> _Task to complete_
Repeat the records. Each line must match exactly.

---- Provided entries

PR #854, opened 2019-01-18
fix FindNonShortCircuit#reportBug

inponomarev:
Fixed `FindNonShortCircuit#reportBug` method based on [static analysis finding](https://www.viva64.com/en/b/0603/#ID0E61EK). `sawNullTestVeryOld` variable had no impact on `priority`.

----

Make sure these boxes are checked before submitting your PR -- thank you!

- [x] Added an entry into `CHANGELOG.md` if you have changed SpotBugs code

PR #902, opened 2019-03-05
fixed FindNonShortCircuit#reportBug

inponomarev:
This is a reincarnation of #854.

Fixed `FindNonShortCircuit#reportBug` method based on [static analysis finding](https://www.viva64.com/en/b/0603/#ID0E61EK). `sawNullTestVeryOld` variable had no impact on `priority`.

----

### DIFF
--- a/spotbugs/src/test/java/edu/umd/cs/findbugs/detect/FindNonShortCircuitTest.java
+++ b/spotbugs/src/test/java/edu/umd/cs/findbugs/detect/FindNonShortCircuitTest.java
@@ -20,23 +20,23 @@ public class FindNonShortCircuitTest {
                 AnalysisContext.setCurrentAnalysisContext(new AnalysisContext(new Project()));
             }
             FindNonShortCircuit check = new FindNonShortCircuit(bugReporter);
-            BugInstance bug = check.getBugInstance();
+            BugInstance bug = check.createBugInstance();
             assertEquals(FindNonShortCircuit.NS_NON_SHORT_CIRCUIT, bug.getType());
             assertEquals(Priorities.LOW_PRIORITY, bug.getPriority());
 
             check.sawDangerOld = true;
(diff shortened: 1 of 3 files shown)


inponomarev:
@KengoTODA done as you requested

spotbugs/src/test/java/edu/umd/cs/findbugs/detect/FindNonShortCircuitTest.java
```diff
@@ -0,0 +1,46 @@
...
+import edu.umd.cs.findbugs.Project;
+import edu.umd.cs.findbugs.ba.AnalysisContext;
+import org.junit.Test;
+
+import static org.junit.Assert.*;
+
+public class FindNonShortCircuitTest {
+
+    @Test
+    public void testBugTypeAndPriority() {
```
ThrawnCA: Ideally this name should be more self-documenting, especially for such a long unit test; what behavior does it expect?

inponomarev: Will  `testBugTypeAndPriorityDependOnSawBooleanFlags` name do?

I know this test is indecently long. 

But look at the terrible thing I had to do with static `AnalysisContext` just to run the test. So I decided to do it only once instead of four times. Having static state makes things non-testable, I think this is why I don't see any other non-trivial unit tests in `edu.umd.cs.findbugs.detect` package.

ThrawnCA: Have you tried JUnit's `@Before` and `@After` annotations?

inponomarev: @ThrawnCA Well you're right, I split the test.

--------

> _Answer_
PR #854, opened 2019-01-18
fix FindNonShortCircuit#reportBug

inponomarev:
Fixed `FindNonShortCircuit#reportBug` method based on [static analysis finding](https://www.viva64.com/en/b/0603/#ID0E61EK). `sawNullTestVeryOld` variable had no impact on `priority`.

----

Make sure these boxes are checked before submitting your PR -- thank you!

- [x] Added an entry into `CHANGELOG.md` if you have changed SpotBugs code

PR #902, opened 2019-03-05
fixed FindNonShortCircuit#reportBug

inponomarev:
This is a reincarnation of #854.

Fixed `FindNonShortCircuit#reportBug` method based on [static analysis finding](https://www.viva64.com/en/b/0603/#ID0E61EK). `sawNullTestVeryOld` variable had no impact on `priority`.

----

### DIFF
--- a/spotbugs/src/test/java/edu/umd/cs/findbugs/detect/FindNonShortCircuitTest.java
+++ b/spotbugs/src/test/java/edu/umd/cs/findbugs/detect/FindNonShortCircuitTest.java
@@ -20,23 +20,23 @@ public class FindNonShortCircuitTest {
                 AnalysisContext.setCurrentAnalysisContext(new AnalysisContext(new Project()));
             }
             FindNonShortCircuit check = new FindNonShortCircuit(bugReporter);
-            BugInstance bug = check.getBugInstance();
+            BugInstance bug = check.createBugInstance();
             assertEquals(FindNonShortCircuit.NS_NON_SHORT_CIRCUIT, bug.getType());
             assertEquals(Priorities.LOW_PRIORITY, bug.getPriority());
 
             check.sawDangerOld = true;
(diff shortened: 1 of 3 files shown)


inponomarev:
@KengoTODA done as you requested

spotbugs/src/test/java/edu/umd/cs/findbugs/detect/FindNonShortCircuitTest.java
```diff
@@ -0,0 +1,46 @@
...
+import edu.umd.cs.findbugs.Project;
+import edu.umd.cs.findbugs.ba.AnalysisContext;
+import org.junit.Test;
+
+import static org.junit.Assert.*;
+
+public class FindNonShortCircuitTest {
+
+    @Test
+    public void testBugTypeAndPriority() {
```
ThrawnCA: Ideally this name should be more self-documenting, especially for such a long unit test; what behavior does it expect?

inponomarev: Will  `testBugTypeAndPriorityDependOnSawBooleanFlags` name do?

I know this test is indecently long. 

But look at the terrible thing I had to do with static `AnalysisContext` just to run the test. So I decided to do it only once instead of four times. Having static state makes things non-testable, I think this is why I don't see any other non-trivial unit tests in `edu.umd.cs.findbugs.detect` package.

ThrawnCA: Have you tried JUnit's `@Before` and `@After` annotations?

inponomarev: @ThrawnCA Well you're right, I split the test.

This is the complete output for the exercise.